Di sisi lain, menurutnya, izin yang memperbolehkan TNI juga sulit dikendalikan.
Namun, Anton mengatakan sulit membedakan mana urusan pribadi dan urusan institusi.
“Karena kalau pemimpinnya berbisnis, maka pemimpin itu bisa menyalahgunakan wewenangnya dan mencampuradukkan kepentingan pribadi dengan kepentingan institusi, dan tentu saja kita prihatin dengan hal itu,” ujarnya.
Apalagi jika alasannya untuk memenuhi kebutuhan anggaran pertahanan atau jaminan sosial, menurutnya lebih baik diserahkan kepada negara.
Menurut Anton, sebagai presiden terpilih yang berpengalaman di dunia militer, Prabowo Subianto bisa memikirkan alternatif pembiayaan.
Alternatif pendanaan yang dimaksud Anton bukan berarti mencari sumber pendanaan lain, melainkan memaksimalkan anggaran yang tersedia dan meningkatkan manajemen organisasi yang diperlukan untuk memenuhi misi alat pertahanan negara yang disebut TNI.
“Saya percaya bahwa tidak ada kebutuhan untuk meloloskan anggaran pertahanan yang terbatas untuk memungkinkan dimulainya kembali bisnis militer,” katanya.
“Kenapa? Karena pengalaman menunjukkan bahwa urusan militer tidak selalu ditujukan untuk kesejahteraan prajurit TNI,” lanjutnya.
Usulan tersebut sebelumnya disampaikan Laksamana Muda Kresno Buntoro dari Kababinkum TNI saat rapat umum bertajuk RUU Perubahan UU TNI dan UU Polri di Hotel Borobudur, Jakarta, Kamis (11/7/2024).
Sebagaimana diketahui, Undang-Undang Republik Tajikistan mengatur dua pasal, yakni Pasal 47 tentang penempatan perwira INT aktif di kementerian dan lembaga, dan Pasal 53 tentang usia pensiun prajurit sebagai proyek reformasi yang digagas LLC.

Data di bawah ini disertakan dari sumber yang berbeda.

PR #8481, opened 2024-10-30
Use local endpoint for deployment-controller to status-service

mikkeloscar:
This adds a cluster local endpoint for status-service-url which can be used by the deployment-controller so it doesn't have to connect via the ingress NLB as illustrated below

image

Before it was using the red path and with this change it communicates internally via the green path.
The `status-service-url` is still kept in the config-map because this is used by the central `deployment-service` to get the public address.

### DIFF
--- a/cluster/manifests/deployment-service/01-config.yaml
+++ b/cluster/manifests/deployment-service/01-config.yaml
@@ -15,6 +15,7 @@ data:
   oidc-subject-key: "{{.Cluster.LocalID}}.{{.Cluster.Alias}}.zalan.do:sub"
   s3-bucket-name: "zalando-deployment-service-{{accountID .Cluster.InfrastructureAccount}}-{{.Cluster.LocalID}}"
   status-service-url: "https://deployment-status-svc-{{.Cluster.Alias}}.{{.Values.hosted_zone}}"
+  status-service-url-local: "http://deployment-status-service.ingress.cluster.local."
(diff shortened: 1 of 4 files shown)


mikkeloscar:
:+1:

cluster/manifests/deployment-service/01-config.yaml
```diff
@@ -15,6 +15,7 @@ data:
   oidc-subject-key: "{{.Cluster.LocalID}}.{{.Cluster.Alias}}.zalan.do:sub"
   s3-bucket-name: "zalando-deployment-service-{{accountID .Cluster.InfrastructureAccount}}-{{.Cluster.LocalID}}"
   status-service-url: "https://deployment-status-svc-{{.Cluster.Alias}}.{{.Values.hosted_zone}}"
+  status-service-url-local: "http://deployment-status-service.ingress.cluster.local."
```
demonCoder95, line 18: Do we need the `.` at the end?

mikkeloscar: This is just a small optimization to tell the DNS resolver to not add search domains as this is the full name (this could ofc. be added in a lot of places).

demonCoder95: I see. Thanks 🙏

demonCoder95:
👍

PR #9770, opened 2025-08-18
update flannel DaemonSet strategy to RollingUpdate

demonCoder95:
This is needed to affirm rolling out the fix for the network disruption during node rotation.

### DIFF
--- a/cluster/manifests/flannel/daemonset.yaml
+++ b/cluster/manifests/flannel/daemonset.yaml
@@ -10,7 +10,7 @@ metadata:
     component: flannel
 spec:
   updateStrategy:
-    type: OnDelete
+    type: RollingUpdate
   selector:
     matchLabels:
       daemonset: kube-flannel


katyanna:
:+1:

linki:
For some reason we postponed this until now. We wanted to test it properly I guess? What's the trigger to do it now?

mikkeloscar:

Namun dalam prosesnya, Panglima TNI melayangkan surat ke Kementerian Koordinator Bidang Politik, Hukum, dan Keamanan dan meminta pemerintah mempertimbangkan 7 pasal lembaga tersebut dan pasal penafsiran UU TNI.
Salah satunya adalah penghapusan Pasal 39 yang melarang keterlibatan aparat militer dalam bisnis.

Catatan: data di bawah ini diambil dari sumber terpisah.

PR #9783, opened 2025-08-26
deploy: polarsignals to skipper-ingress nodes

szuecs:
deploy: polarsignals to skipper-ingress nodes
deploy is feature toggled

first deploy internal apikey

### DIFF
--- a/cluster/manifests/polarsignals/02-rbac.yaml
+++ b/cluster/manifests/polarsignals/02-rbac.yaml
@@ -1,0 +1,55 @@
+{{ if eq .Cluster.ConfigItems.polarsignals_enabled "true" }}
+---
+apiVersion: v1
+kind: ServiceAccount
+metadata:
+  labels:
+    app.kubernetes.io/component: continuous-profiler
+    app.kubernetes.io/instance: polarsignals-agent
+    app.kubernetes.io/name: polarsignals-agent
+  name: polarsignals-agent
+  namespace: polarsignals
+---
+apiVersion: rbac.authorization.k8s.io/v1
+kind: ClusterRole
+metadata:
+  labels:
+    app.kubernetes.io/component: continuous-profiler
+    app.kubernetes.io/instance: polarsignals-agent
+    app.kubernetes.io/name: polarsignals-agent
+  name: polarsignals-agent
+  namespace: polarsignals
+rules:
+  - apiGroups:
+      - ""
+    resources:
+      - pods
+    verbs:
+      - list
+      - watch
+  - apiGroups:
+      - ""
+    resources:
+      - nodes
+    verbs:
+      - get
+---
+apiVersion: rbac.authorization.k8s.io/v1
+kind: ClusterRoleBinding
+metadata:
+  labels:
+    app.kubernetes.io/component: continuous-profiler
+    app.kubernetes.io/instance: polarsignals-agent
+    app.kubernetes.io/name: polarsignals-agent
+  name: polarsignals-agent
+  namespace: polarsignals
+roleRef:
+  apiGroup: rbac.authorization.k8s.io
+  kind: ClusterRole
+  name: polarsignals-agent
+subjects:
+  - kind: ServiceAccount
+    name: polarsignals-agent
+    namespace: polarsignals
+---
+{{ end }}
--- a/cluster/manifests/polarsignals/02-rbac.yaml
+++ b/cluster/manifests/polarsignals/02-rbac.yaml
@@ -4,9 +4,8 @@ apiVersion: v1
 kind: ServiceAccount
 metadata:
   labels:
-    app.kubernetes.io/component: continuous-profiler
-    app.kubernetes.io/instance: polarsignals-agent
-    app.kubernetes.io/name: polarsignals-agent
+    component: agent
+    application: polarsignals
   name: polarsignals-agent
   namespace: polarsignals
 ---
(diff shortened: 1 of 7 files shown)


cluster/manifests/polarsignals/daemonset.yaml
```diff
@@ -0,0 +1,119 @@
+{{ if eq .Cluster.ConfigItems.polarsignals_enabled "true" }}
+---
+apiVersion: apps/v1
+kind: DaemonSet
+metadata:
+  labels:
+    app.kubernetes.io/component: continuous-profiler
+    app.kubernetes.io/instance: polarsignals-agent
+    app.kubernetes.io/name: polarsignals-agent
```
mikkeloscar: let's add `application` and `component` labels here and at pod spec level.

cluster/manifests/polarsignals/daemonset.yaml
```diff
@@ -0,0 +1,119 @@
+{{ if eq .Cluster.ConfigItems.polarsignals_enabled "true" }}
+---
+apiVersion: apps/v1
+kind: DaemonSet
+metadata:
```
mikkeloscar, line 5: I would recommend to run with this annotation:

https://github.com/zalando-incubator/kubernetes-on-aws/blob/a70f7d7e2298ea32288ff4c28605798b70aa8272/cluster/manifests/kubenurse/daemonset.yaml#L10-L11

This means that this daemonset won't be checked for readiness to mark the node ready, this ensures that if this tool breaks for whatever reason it won't block scale up of nodes. I would consider this not critical to run at node startup.

cluster/manifests/polarsignals/02-rbac.yaml
```diff
@@ -0,0 +1,55 @@
...
+---
+apiVersion: v1
+kind: ServiceAccount
+metadata:
+  labels:
+    app.kubernetes.io/component: continuous-profiler
+    app.kubernetes.io/instance: polarsignals-agent
+    app.kubernetes.io/name: polarsignals-agent
+  name: polarsignals-agent
+  namespace: polarsignals
```
mikkeloscar, line 10: This service account should be defined in admission-controller config, to allow it to run privileged: Similar like we do here: https://github.com/zalando-incubator/kubernetes-on-aws/blob/a70f7d7e2298ea32288ff4c28605798b70aa8272/cluster/manifests/02-admission-control/config.yaml#L115-L117

szuecs: thanks, done

szuecs:
:+1:

cluster/manifests/polarsignals/daemonset.yaml
```diff
@@ -0,0 +1,117 @@
...
+            - --remote-store-bearer-token-file=/var/polarsignals-agent/token
+            - --debuginfo-strip
+            - --debuginfo-temp-dir=/tmp
+            - --debuginfo-upload-cache-duration=5m
+          env:
+            - name: NODE_NAME
+              valueFrom:
+                fieldRef:
+                  fieldPath: spec.nodeName
+          image: ghcr.io/parca-dev/parca-agent:v0.39.1 # TODO(sszuecs) use local build
```
mikkeloscar: I guess this is missing to be updated!

szuecs: fixed

szuecs:
:+1:

I think we can ignore the error as I see routegroup is there and created NLB/ALB + DNS record and it shows that up to skipper-ingress it works. And we have e2e test completed for eks and the PR does not really change the behavior for e2e tests at all.

szuecs:
:+1:

cluster/manifests/polarsignals/daemonset.yaml
```diff
@@ -0,0 +1,117 @@
...
+              name: bpffs
+            - mountPath: /var/run/dbus/system_bus_socket
+              name: dbus-system
+            - mountPath: /var/polarsignals-agent
+              name: token
+      hostPID: true
+      serviceAccountName: polarsignals-agent
+      nodeSelector:
+        kubernetes.io/os: linux
+        dedicated: skipper-ingress
```
MustafaSaber, line 83: why this needs to run on dedicated nodepools?

cluster/manifests/polarsignals/daemonset.yaml
```diff
@@ -0,0 +1,117 @@
...
+        - hostPath:
+            path: /sys/kernel/debug
+          name: debugfs
+        - hostPath:
+            path: /var/run/dbus/system_bus_socket
+          name: dbus-system
+        - secret:
+            secretName: polarsignals-agent
+          name: token
+{{ end }}
```
MustafaSaber, line 117: missing newline?

cluster/manifests/polarsignals/daemonset.yaml
szuecs: This needs to run on skipper-ingress nodes and not any other nodes.

cluster/manifests/polarsignals/daemonset.yaml
szuecs: It doesn't matter

cluster/manifests/polarsignals/daemonset.yaml
mikkeloscar: In the pilot phase it will be limited to only the skipper-ingress use case.

mikkeloscar:
:+1:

Terkait hal tersebut, Kresno mengakui usulan tersebut kontroversial.
Namun, dia menjelaskan, saat ini sebagian TNI justru bergerak di bidang bisnis.
Kresno mencontohkan, ia kerap membantu istrinya, pramuniaga dan sopir, yang terkadang bekerja sebagai tukang ojek di luar pekerjaan.

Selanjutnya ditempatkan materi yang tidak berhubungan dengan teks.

PR #9784, opened 2025-08-26
Adding playground poweruser policy to deployment services

Anupama-P:
Adding playground poweruser policy to deployment services for CI/CD role to have the same permissions as users.


tcondeixa:
👍

Anupama-P:
👍

PR #9791, opened 2025-08-28
Polarsignals ds fixes

mikkeloscar:
This adds some fixes for the polarsignals daemonset instroduced in #9783 

1. Fix image name (was missing `main-1` suffix in version)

Menurut dia, yang dilarang berusaha seharusnya adalah institusi TNI, bukan pegawainya.
Makanya kami merekomendasikan limbah ini dikeluarkan. Yang dilarang adalah berbisnis dengan institusi TNI, kata Kresno.
Ia pun menyatakan pihaknya sangat terbuka untuk membahas lebih lanjut usulan tersebut.
“Itulah beberapa pasal Golongan TNI yang kemudian dituangkan dalam surat Panglima TNI kepada Menko Polhukam. Nanti saya kira ada naskah akademisnya, ada Jadi rincian DIM dan tim TNI pusat untuk berdiskusi sudah sangat siap,” ujarnya.
Baru-baru ini, Ketua Komisi I RKDM Meutya Khafid juga menyebut usulan tersebut tidak masuk dalam rancangan revisi UU TNI yang saat ini ada di RKH.
“Iya, tidak ada dalam rancangan. Bisnis tidak boleh. Kalau bentuk koperasi formalnya masih bisa, hanya untuk kesejahteraan prajurit. Tapi bisnis tidak boleh,” kata Meutya saat dikonfirmasi Kompas. .com pada hari Senin. (15.07.2024).